I was just busting balls man. Lol. Been looking at the same boat for years and haven’t made a move. I’ve never owned a new boat and for now it’s just a nice kayak and canoe and some waders. I can’t imagine the anxiety I’d have I’ve never even towed or launched- just remember my dad’s first big boat and the enormous scratch he put on it the first day. And the expletives that followed. Hope you have a blast and catch many fish. Report back- might pull the trigger on one some day


----------



## Ol Tom Killa (Jan 16, 2011)

I bought this boat this year.... With the same motor your getting. Loaded with all fishing gear and 4 guys top mph I got is around 38 mph...never have tried it on a glass calm day though

Sent from my SM-G960U using Michigan Sportsman mobile app


----------



## bowhunter426 (Oct 20, 2010)

Grinnell said:


> I was just busting balls man. Lol. Been looking at the same boat for years and haven’t made a move. I’ve never owned a new boat and for now it’s just a nice kayak and canoe and some waders. I can’t imagine the anxiety I’d have I’ve never even towed or launched- just remember my dad’s first big boat and the enormous scratch he put on it the first day. And the expletives that followed. Hope you have a blast and catch many fish. Report back- might pull the trigger on one some day


Get a jetski trailer for the kayak and practice. If you can back that thing into the water , an 18 foot trailer is a cake walk. 


Fishing boats are tools and will get dirty and banged up at times. Once this has been accepted, boat ownership is worry free.


----------



## Chad Fortier (Aug 19, 2020)

Wow 38mph!!! That's awesome! Now I am excited haha..

Yes a jetski trailer will be good training for you. When I was a kid my dad made me back to the lawnmowers with tiny trailers on it. Me think oh it's small easy.... Not the smaller the harder the longer easy. It's not bad don't stress. I'm stressed out about launching it for the first time. I told my wife she best be with me anyone gets to close to it I'm gonna snap lol  first new boat I've owned but it's my forth boat.

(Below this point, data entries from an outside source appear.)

PR #3373, opened 2015-12-11
Add org-themis recipe to melpa

zellio:
`org-themis` extends `org-mode` to handle multiple journal files to facilitate grouping tasks and notes under a package heading. It provides the `org-themis-minor-mode` which allows for creation, management, and manipulations of "projects". Projects in this context are a collection of files and directories.

The package can be found at https://github.com/zellio/org-themis

I am the author and maintainer of this package.

### DIFF
--- a/recipes/org-themis
+++ b/recipes/org-themis
@@ -1,0 +1,2 @@
+(org-themis :fetcher github
+            :repo "zellio/org-themis")


vyp:
You don't actually need the `:files` part in the recipe since this is done automatically. See the `:files` section in this part of the readme: https://github.com/milkypostman/melpa#recipe-format

zellio:
@vyp - thanks. I've correct that and updated the branch pointer to point to the "master" branch as I assume the github fetcher grabs the default branch from the repo.

purcell:
We want to track the default branch where development takes place, so it looks like you should remove the `:branch` option here. You can tag the code with version numbers to control what packages get built in MELPA Stable, while MELPA will always package your development versions. If possible, please squash the recipe commit(s) into a single commit and force-push it back here to help us keep our commit history tidy and atomic.

purcell:
P.S. A `Commentary` section is sorely needed here -- it will be displayed on the MELPA package page (and in Emacs when the user hits `?` in the package menU0, and without it there's no context for potential package users.

zellio:
@purcell - that makes more sense. Sorry for the added work, I'll get that cleaned up tomorrow.

zellio:
/pong - cleaned up the commit. Is now one and just the lines requested.

PR #3374, opened 2015-12-11
add recipes/golden-ratio-scroll-screen

jixiuf:
Scroll half screen down or up, and highlight current line before
or after scrolling


purcell:
Thanks - merged!

PR #3375, opened 2015-12-11
add recipes/dired-filetype-face

jixiuf:
Set different faces for different filetypes in dired

### DIFF
--- a/recipes/dired-filetype-face
+++ b/recipes/dired-filetype-face
@@ -1,0 +1,2 @@
+(dired-filetype-face :repo "jixiuf/dired-filetype-face" :fetcher github)
+


purcell:
Thanks. Needs a couple of fixes before merging:

Firstly, `i__d__f` isn't a valid symbol name: a unique package prefix should be included in all top-level symbols, as per the [elisp conventions](https://www.gnu.org/software/emacs/manual/html_node/elisp/Coding-Conventions.html).

Secondly, these autoloads are not permitted, because they will automatically load the package with dired whenever it is installed, not just when the user wants to use it:
```el
;; Append to mode hooks so ours are the last applied, overriding others.
;;;###autoload(add-hook 'dired-mode-hook 'dired-filetype-setup 'append)
(add-hook 'dired-mode-hook 'dired-filetype-setup 'append)
;;;###autoload(add-hook 'wdired-mode-hook 'dired-filetype-setup 'append)
(add-hook 'wdired-mode-hook 'dired-filetype-setup 'append)
```
You should either tell the user to `require` the file when necessary, or provide either an autoloaded "enable" command, or a global/local minor mode they can enable as desired.

jixiuf:
autoload cookie is removed . 
and i_d_f is renamed .

purcell:
Thanks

Sent from my Pixel 4 XL using Michigan Sportsman mobile app


----------



## Ol Tom Killa (Jan 16, 2011)

I'm sure you will dig it... I use it for walleye fishing in the Detroit and St Clair rivers... I also rigged it up with Trax tech tracks and put some downriggers and trees on it for salmon fishing...

Sent from my SM-G960U using Michigan Sportsman mobile app


----------



## Chad Fortier (Aug 19, 2020)

I'd love to see a picture of it. I will be doing the same thing!! Detroit and Eire for walleye 
Eire for steelhead with Canon downriggers. 

Sent from my Pixel 4 XL using Michigan Sportsman mobile app


----------



## Ol Tom Killa (Jan 16, 2011)

Here's some pics I took on lake Superior in August...added a pair of two rod trees and tube rod holder from high seas gear since than...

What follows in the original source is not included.